How to complete this task | What is needed is a word-for-word copy of the records below.

[Saved data entries]
-- Opening Marker --
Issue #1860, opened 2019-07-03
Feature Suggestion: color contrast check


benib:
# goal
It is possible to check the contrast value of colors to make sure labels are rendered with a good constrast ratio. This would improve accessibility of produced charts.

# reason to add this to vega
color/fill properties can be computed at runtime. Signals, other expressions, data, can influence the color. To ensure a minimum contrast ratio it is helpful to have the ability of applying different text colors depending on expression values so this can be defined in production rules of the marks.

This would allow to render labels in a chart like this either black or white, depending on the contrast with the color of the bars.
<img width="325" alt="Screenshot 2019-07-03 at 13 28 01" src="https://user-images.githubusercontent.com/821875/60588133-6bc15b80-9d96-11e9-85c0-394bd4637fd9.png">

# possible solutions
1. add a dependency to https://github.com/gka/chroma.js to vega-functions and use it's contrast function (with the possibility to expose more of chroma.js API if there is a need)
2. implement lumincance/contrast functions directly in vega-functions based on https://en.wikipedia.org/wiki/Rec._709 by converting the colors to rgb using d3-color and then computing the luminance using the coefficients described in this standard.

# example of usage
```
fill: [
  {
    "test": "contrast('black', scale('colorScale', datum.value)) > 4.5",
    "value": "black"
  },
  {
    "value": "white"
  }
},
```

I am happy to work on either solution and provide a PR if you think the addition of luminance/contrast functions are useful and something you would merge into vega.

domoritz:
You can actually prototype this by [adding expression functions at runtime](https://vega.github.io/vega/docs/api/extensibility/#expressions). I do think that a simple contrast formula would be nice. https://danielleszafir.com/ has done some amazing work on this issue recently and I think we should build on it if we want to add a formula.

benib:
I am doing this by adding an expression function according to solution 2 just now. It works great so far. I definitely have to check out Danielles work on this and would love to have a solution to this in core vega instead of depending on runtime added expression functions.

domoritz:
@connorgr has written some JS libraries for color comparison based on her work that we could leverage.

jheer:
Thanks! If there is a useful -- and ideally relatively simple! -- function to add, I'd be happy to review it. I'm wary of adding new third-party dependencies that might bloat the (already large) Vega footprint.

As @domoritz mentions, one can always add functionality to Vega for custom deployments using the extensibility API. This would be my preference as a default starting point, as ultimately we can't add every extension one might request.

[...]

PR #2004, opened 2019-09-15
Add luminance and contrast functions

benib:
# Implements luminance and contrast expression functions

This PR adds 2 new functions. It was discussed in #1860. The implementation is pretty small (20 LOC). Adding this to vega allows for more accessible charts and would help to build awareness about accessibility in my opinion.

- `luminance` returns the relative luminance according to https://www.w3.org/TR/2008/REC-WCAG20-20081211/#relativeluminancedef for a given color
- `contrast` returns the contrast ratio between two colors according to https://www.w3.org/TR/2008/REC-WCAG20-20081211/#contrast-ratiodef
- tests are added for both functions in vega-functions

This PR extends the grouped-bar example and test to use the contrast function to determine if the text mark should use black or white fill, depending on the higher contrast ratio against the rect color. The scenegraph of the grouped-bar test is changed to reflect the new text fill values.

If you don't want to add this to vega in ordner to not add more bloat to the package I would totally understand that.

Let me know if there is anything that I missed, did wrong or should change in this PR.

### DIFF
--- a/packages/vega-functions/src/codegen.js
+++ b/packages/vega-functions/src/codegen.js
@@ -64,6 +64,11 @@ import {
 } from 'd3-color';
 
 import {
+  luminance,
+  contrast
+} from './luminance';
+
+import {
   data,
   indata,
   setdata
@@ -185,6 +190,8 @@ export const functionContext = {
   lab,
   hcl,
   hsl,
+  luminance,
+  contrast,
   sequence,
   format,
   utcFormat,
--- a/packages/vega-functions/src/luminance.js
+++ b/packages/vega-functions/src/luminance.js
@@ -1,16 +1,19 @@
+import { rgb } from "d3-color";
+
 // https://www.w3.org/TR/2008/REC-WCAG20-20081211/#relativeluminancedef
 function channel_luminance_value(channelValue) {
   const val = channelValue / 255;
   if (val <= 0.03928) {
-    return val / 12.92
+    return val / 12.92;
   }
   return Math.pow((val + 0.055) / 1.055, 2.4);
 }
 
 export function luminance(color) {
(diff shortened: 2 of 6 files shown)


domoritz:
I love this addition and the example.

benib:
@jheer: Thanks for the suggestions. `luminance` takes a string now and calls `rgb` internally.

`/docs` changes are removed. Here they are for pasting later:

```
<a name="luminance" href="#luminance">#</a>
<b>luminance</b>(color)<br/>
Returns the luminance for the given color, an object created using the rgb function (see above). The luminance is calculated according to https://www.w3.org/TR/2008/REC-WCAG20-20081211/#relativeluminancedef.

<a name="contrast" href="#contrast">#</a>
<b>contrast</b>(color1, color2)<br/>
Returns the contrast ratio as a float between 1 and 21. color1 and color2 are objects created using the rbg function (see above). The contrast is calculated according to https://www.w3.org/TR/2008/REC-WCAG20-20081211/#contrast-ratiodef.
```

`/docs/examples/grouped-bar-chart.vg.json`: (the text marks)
-- Closing Marker --
Exercise response |
Issue #1860, opened 2019-07-03
Feature Suggestion: color contrast check


benib:
# goal
It is possible to check the contrast value of colors to make sure labels are rendered with a good constrast ratio. This would improve accessibility of produced charts.

# reason to add this to vega
color/fill properties can be computed at runtime. Signals, other expressions, data, can influence the color. To ensure a minimum contrast ratio it is helpful to have the ability of applying different text colors depending on expression values so this can be defined in production rules of the marks.

This would allow to render labels in a chart like this either black or white, depending on the contrast with the color of the bars.
<img width="325" alt="Screenshot 2019-07-03 at 13 28 01" src="https://user-images.githubusercontent.com/821875/60588133-6bc15b80-9d96-11e9-85c0-394bd4637fd9.png">

# possible solutions
1. add a dependency to https://github.com/gka/chroma.js to vega-functions and use it's contrast function (with the possibility to expose more of chroma.js API if there is a need)
2. implement lumincance/contrast functions directly in vega-functions based on https://en.wikipedia.org/wiki/Rec._709 by converting the colors to rgb using d3-color and then computing the luminance using the coefficients described in this standard.

# example of usage
```
fill: [
  {
    "test": "contrast('black', scale('colorScale', datum.value)) > 4.5",
    "value": "black"
  },
  {
    "value": "white"
  }
},
```

I am happy to work on either solution and provide a PR if you think the addition of luminance/contrast functions are useful and something you would merge into vega.

domoritz:
You can actually prototype this by [adding expression functions at runtime](https://vega.github.io/vega/docs/api/extensibility/#expressions). I do think that a simple contrast formula would be nice. https://danielleszafir.com/ has done some amazing work on this issue recently and I think we should build on it if we want to add a formula.

benib:
I am doing this by adding an expression function according to solution 2 just now. It works great so far. I definitely have to check out Danielles work on this and would love to have a solution to this in core vega instead of depending on runtime added expression functions.

domoritz:
@connorgr has written some JS libraries for color comparison based on her work that we could leverage.

jheer:
Thanks! If there is a useful -- and ideally relatively simple! -- function to add, I'd be happy to review it. I'm wary of adding new third-party dependencies that might bloat the (already large) Vega footprint.

As @domoritz mentions, one can always add functionality to Vega for custom deployments using the extensibility API. This would be my preference as a default starting point, as ultimately we can't add every extension one might request.

[...]

PR #2004, opened 2019-09-15
Add luminance and contrast functions

benib:
# Implements luminance and contrast expression functions

This PR adds 2 new functions. It was discussed in #1860. The implementation is pretty small (20 LOC). Adding this to vega allows for more accessible charts and would help to build awareness about accessibility in my opinion.

- `luminance` returns the relative luminance according to https://www.w3.org/TR/2008/REC-WCAG20-20081211/#relativeluminancedef for a given color
- `contrast` returns the contrast ratio between two colors according to https://www.w3.org/TR/2008/REC-WCAG20-20081211/#contrast-ratiodef
- tests are added for both functions in vega-functions

This PR extends the grouped-bar example and test to use the contrast function to determine if the text mark should use black or white fill, depending on the higher contrast ratio against the rect color. The scenegraph of the grouped-bar test is changed to reflect the new text fill values.

If you don't want to add this to vega in ordner to not add more bloat to the package I would totally understand that.

Let me know if there is anything that I missed, did wrong or should change in this PR.

### DIFF
--- a/packages/vega-functions/src/codegen.js
+++ b/packages/vega-functions/src/codegen.js
@@ -64,6 +64,11 @@ import {
 } from 'd3-color';
 
 import {
+  luminance,
+  contrast
+} from './luminance';
+
+import {
   data,
   indata,
   setdata
@@ -185,6 +190,8 @@ export const functionContext = {
   lab,
   hcl,
   hsl,
+  luminance,
+  contrast,
   sequence,
   format,
   utcFormat,
--- a/packages/vega-functions/src/luminance.js
+++ b/packages/vega-functions/src/luminance.js
@@ -1,16 +1,19 @@
+import { rgb } from "d3-color";
+
 // https://www.w3.org/TR/2008/REC-WCAG20-20081211/#relativeluminancedef
 function channel_luminance_value(channelValue) {
   const val = channelValue / 255;
   if (val <= 0.03928) {
-    return val / 12.92
+    return val / 12.92;
   }
   return Math.pow((val + 0.055) / 1.055, 2.4);
 }
 
 export function luminance(color) {
(diff shortened: 2 of 6 files shown)


domoritz:
I love this addition and the example.

benib:
@jheer: Thanks for the suggestions. `luminance` takes a string now and calls `rgb` internally.

`/docs` changes are removed. Here they are for pasting later:

```
<a name="luminance" href="#luminance">#</a>
<b>luminance</b>(color)<br/>
Returns the luminance for the given color, an object created using the rgb function (see above). The luminance is calculated according to https://www.w3.org/TR/2008/REC-WCAG20-20081211/#relativeluminancedef.

<a name="contrast" href="#contrast">#</a>
<b>contrast</b>(color1, color2)<br/>
Returns the contrast ratio as a float between 1 and 21. color1 and color2 are objects created using the rbg function (see above). The contrast is calculated according to https://www.w3.org/TR/2008/REC-WCAG20-20081211/#contrast-ratiodef.
```

`/docs/examples/grouped-bar-chart.vg.json`: (the text marks)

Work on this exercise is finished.